- _Source material_:
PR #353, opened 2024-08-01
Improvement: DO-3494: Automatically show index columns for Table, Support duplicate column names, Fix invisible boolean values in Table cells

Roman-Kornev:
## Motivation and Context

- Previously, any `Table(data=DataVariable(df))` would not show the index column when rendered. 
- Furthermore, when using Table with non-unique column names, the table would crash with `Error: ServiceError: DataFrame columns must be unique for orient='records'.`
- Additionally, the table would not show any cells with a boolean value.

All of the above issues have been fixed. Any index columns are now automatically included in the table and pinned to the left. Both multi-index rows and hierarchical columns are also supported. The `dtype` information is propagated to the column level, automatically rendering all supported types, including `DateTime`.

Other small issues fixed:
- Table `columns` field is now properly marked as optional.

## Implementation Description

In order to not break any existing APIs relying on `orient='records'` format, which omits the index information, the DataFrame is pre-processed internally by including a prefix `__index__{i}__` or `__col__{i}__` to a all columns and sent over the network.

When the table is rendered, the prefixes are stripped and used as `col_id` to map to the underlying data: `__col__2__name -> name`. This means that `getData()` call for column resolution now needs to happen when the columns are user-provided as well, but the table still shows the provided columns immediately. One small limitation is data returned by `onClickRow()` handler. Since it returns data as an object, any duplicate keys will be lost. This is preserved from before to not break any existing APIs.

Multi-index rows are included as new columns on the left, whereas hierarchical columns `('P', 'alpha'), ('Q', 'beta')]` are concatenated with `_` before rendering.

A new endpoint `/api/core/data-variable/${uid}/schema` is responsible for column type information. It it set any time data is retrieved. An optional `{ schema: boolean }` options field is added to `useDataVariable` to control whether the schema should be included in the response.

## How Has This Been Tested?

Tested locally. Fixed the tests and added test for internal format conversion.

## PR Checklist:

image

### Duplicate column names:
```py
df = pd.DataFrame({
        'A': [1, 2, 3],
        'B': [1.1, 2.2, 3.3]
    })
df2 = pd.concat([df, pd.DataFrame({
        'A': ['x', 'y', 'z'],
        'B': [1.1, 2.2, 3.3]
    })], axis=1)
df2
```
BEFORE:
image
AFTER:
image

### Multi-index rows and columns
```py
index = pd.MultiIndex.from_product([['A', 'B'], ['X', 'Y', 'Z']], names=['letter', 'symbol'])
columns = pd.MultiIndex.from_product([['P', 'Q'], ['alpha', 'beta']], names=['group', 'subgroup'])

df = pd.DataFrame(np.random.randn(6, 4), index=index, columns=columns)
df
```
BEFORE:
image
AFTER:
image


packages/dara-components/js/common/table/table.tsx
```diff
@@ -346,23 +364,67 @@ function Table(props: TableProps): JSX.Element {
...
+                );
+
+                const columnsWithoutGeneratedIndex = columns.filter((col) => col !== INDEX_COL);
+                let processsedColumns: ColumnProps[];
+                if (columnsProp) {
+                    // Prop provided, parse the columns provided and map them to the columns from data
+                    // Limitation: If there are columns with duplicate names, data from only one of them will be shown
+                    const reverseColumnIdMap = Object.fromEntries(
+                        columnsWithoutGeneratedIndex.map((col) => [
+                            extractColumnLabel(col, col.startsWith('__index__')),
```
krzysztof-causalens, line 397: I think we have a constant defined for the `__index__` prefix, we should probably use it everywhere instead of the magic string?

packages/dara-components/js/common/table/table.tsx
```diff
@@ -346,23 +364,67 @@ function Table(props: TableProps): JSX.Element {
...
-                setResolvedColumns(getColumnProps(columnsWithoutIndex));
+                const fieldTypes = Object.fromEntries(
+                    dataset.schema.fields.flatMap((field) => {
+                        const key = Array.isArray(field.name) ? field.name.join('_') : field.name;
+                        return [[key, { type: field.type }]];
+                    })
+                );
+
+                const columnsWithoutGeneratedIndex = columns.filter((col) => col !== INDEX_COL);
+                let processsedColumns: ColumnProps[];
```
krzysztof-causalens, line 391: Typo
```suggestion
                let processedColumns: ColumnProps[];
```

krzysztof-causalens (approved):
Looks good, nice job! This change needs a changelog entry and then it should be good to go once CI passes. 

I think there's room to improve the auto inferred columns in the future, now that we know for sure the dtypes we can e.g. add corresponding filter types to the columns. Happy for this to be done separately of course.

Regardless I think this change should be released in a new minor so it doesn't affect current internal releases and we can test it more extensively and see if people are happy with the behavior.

- _Activity_:
Lines of the listing above that hold the string "names" should each be copied.

- _Task result_:
Improvement: DO-3494: Automatically show index columns for Table, Support duplicate column names, Fix invisible boolean values in Table cells
- Furthermore, when using Table with non-unique column names, the table would crash with `Error: ServiceError: DataFrame columns must be unique for orient='records'.`
### Duplicate column names:
index = pd.MultiIndex.from_product([['A', 'B'], ['X', 'Y', 'Z']], names=['letter', 'symbol'])
columns = pd.MultiIndex.from_product([['P', 'Q'], ['alpha', 'beta']], names=['group', 'subgroup'])
+                    // Limitation: If there are columns with duplicate names, data from only one of them will be shown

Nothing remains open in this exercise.